Он потрясенно молчал; он не знал, что мне ответить.
Соскочив с жука, он рысью бросился к тому месту, которое объезжал, и поднял руку.
Он хотел коснуться резных створок воротец, которые пленили его своей красотой, но пальцы его проходили сквозь решетку. У него глаза на лоб полезли – ведь он четко видел ковку, черное кружево металлических узоров, – но прикоснуться к этому не мог.
– Что это со мной?! – испуганно спросил он. Ур в изумлении скреб в голове, но не мог придумать логического оправдания этому явлению.
– Кажется, ты видишь то, каким город был до катастрофы, – наконец, ответил он. – И чем сильнее действует сыворотка, тем полнее картина… А разница? Ты видишь хоть какую-то разницу между тем, что есть на самом деле и тем, как оно быть должно?
Черный, все еще заворожено водящий в пустоте руками, не ответил. Кажется, он усиленно искал эту разницу.
Потом он закрыл глаза. Открыл. Закрыл.
– Вот фигня, – произнес он. – С закрытыми глазами вижу. Вижу развалины. Вижу так, как оно есть на самом деле.
– Это плохо, – сказал озадаченный Ур. – Я ничего не понимаю… сыворотка должна была дать тебе знания о цельности человеческого тела, и все! Причем тут город?! Наверное, побочный эффект из-за крови Дракона…
Меж тем Черный, пошире раскрыв глаза, вертелся во все стороны, и на лице его выписывалось неподдельное восхищение.
– Я вижу это! – прошептал он. – Невероятно!
Перед глазами его вставал величественный город; тот, что видел я, и, возможно, еще более прекрасный, целый, нетронутый временем. В городе была прекрасная весна, цветущая, наполняющая воздух запахами цветов и пыльцой – Черный пытался поймать рукой летящие лепестки, но это был мираж, обман. Они соприкасались с его живой рукой и умирали, исчезали, а потом возникали снова – словно пролетели насквозь его ладонь…

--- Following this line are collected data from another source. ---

PR #1373, opened 2018-06-26
[i18n]Occitan update for #1367

Quenty31:
Line 40 has to be plural, otherwise it's "còp"


Quenty31:
Changed! Thanks for the tip.
Now making a PR for Catalan, I only have to drop the ` on the O and it's done

kylekatarnls:
Thanks!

– Этого нет, – удивленно и потрясенно произнес Черный. – Нет!
Вместо развороченной земли и треснувшей Чаши он видел многочисленные террасы, поднимающиеся ступенями к стенам Чаши. На них, тонкие, как узоры, вырезанные на яичной скорлупе, стояли беседки, белые, хрупкие, воздушные, похожие на сверкающий сахар, и росли тонкие, узловатые, причудливо и изысканно изогнутые деревья, которым было уже по тысяче лет, и чьи гибкие цветущие ветки с многочисленными узелками, подобными шарикам бусин на нитях, были словно созданы для того, чтобы причудливо переплетаться, украшая чернильное небо с искрами звезд своими изящными сплетениями. Они не утратили изящества и своей красоты, взлелеянной заботливыми искусными садовниками, и в зарослях их пели, трещали ночные цикады. Это была вечная, бессмертная красота!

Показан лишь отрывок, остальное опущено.